Theorem. For any effective, complexity sound theory $T$, there is some $k$ such that the theory does not prove that any number $n$ has complexity greater than to $k$.
Proof by contradiction. Assume $T$ is complexity sound and proves statements of the form "$n$ has complexity greater than $k$" for arbitrarily large $k$. Consider a program $P$ that does the following when run with $0$ as an input. First, $P$ computes its own source code (like a Quine; formally, the proof uses Kleene's recursion theorem). Then $P$ counts the number of states $s$ in this source code. Next $P$ enumerates all statements of the form "$n$ has complexity greater than $k$" that are provable from $T$, until it finds one with $k > s$. It will find one by assumption.
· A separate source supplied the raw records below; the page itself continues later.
PR #4345, opened 2019-12-07
added matomo code

emmanuelle:
This PR is to track again the analytics of the website using matomo (used to be piwik). This is the cloud version for the 21-day trial that I activated today, which will hopefully let us the time to set up an on-premise server or see if we're willing to pay. But I wanted to get the ball rolling, in particular for the CZI project it would be good to know the analytics at the beginning of the grant.

### DIFF
--- a/doc/source/themes/scikit-image/layout.html
+++ b/doc/source/themes/scikit-image/layout.html
@@ -109,18 +109,20 @@
 </html>
 
 
-<!-- Piwik -->
+<!-- Matomo -->
 <script type="text/javascript">
-  var _paq = _paq || [];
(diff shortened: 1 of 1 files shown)


emmanuelle:
Are you proud of us @sciunto :p ? Every time that with @jni we're on the brink of surrendering to the dark side and set up GA, we think we'd rather not disappoint you ;-).

emmanuelle:
Also, matomo emailed me they've reset our 21-day trial to start when they received the first analytics (just after the PR was merged). Quite elegant, I like that!

sciunto:
Definitely @emmanuelle  :)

Finally, $P$ returns $n$. Because $T$ is an effective theory, $P$ can do all this computably. But then the number $n$ returned is by $P$, which has $s$ states, but $T$ proves "$n$ has complexity greater than $k$" for some $k > s$, so $T$ is not complexity sound, which is a contradiction. That completes the proof.
Thus there is a bound on the largest $k$ such that $T$ proves "$n$ has complexity greater than $k$" for any $n$. In fact, we can actually write down $P$ explicitly, and thus $k$ is no more than the number of states of the version of $P$ we write down. For any reasonable theory, like PA or ZFC, this $k$ will be huge but not anywhere near $10\uparrow\uparrow 10$.
If a sufficiently strong theory cannot prove any $n$ has complexity larger than $k$, then it also cannot prove any statement of the form "$m$ is an upper bound on $\Sigma(k)$", because if it could prove that it would also prove "$m+1$ has complexity greater than $k$". So in particular neither PA nor ZFC can prove an upper bound on $\Sigma(k)$ when $k$ is sufficiently large.
Just as the Wikipedia article says, the theorem above is just a recasting of Chaitin's incompleteness theorem in which the length of the program is replaced with the number of states.
In fact, even $\Sigma(7918)$ has no provable upper bound in ZFC, assuming SRP is consistent.
This was shown by Adam Yedidia and Scott Aaronson. Aaronson talks about the result here.
They constructed a machine $Z$ that can't be proven to run forever in ZFC, but it does run forever assuming other axioms (Namely using the SRP (Stationary Ramsey Property)).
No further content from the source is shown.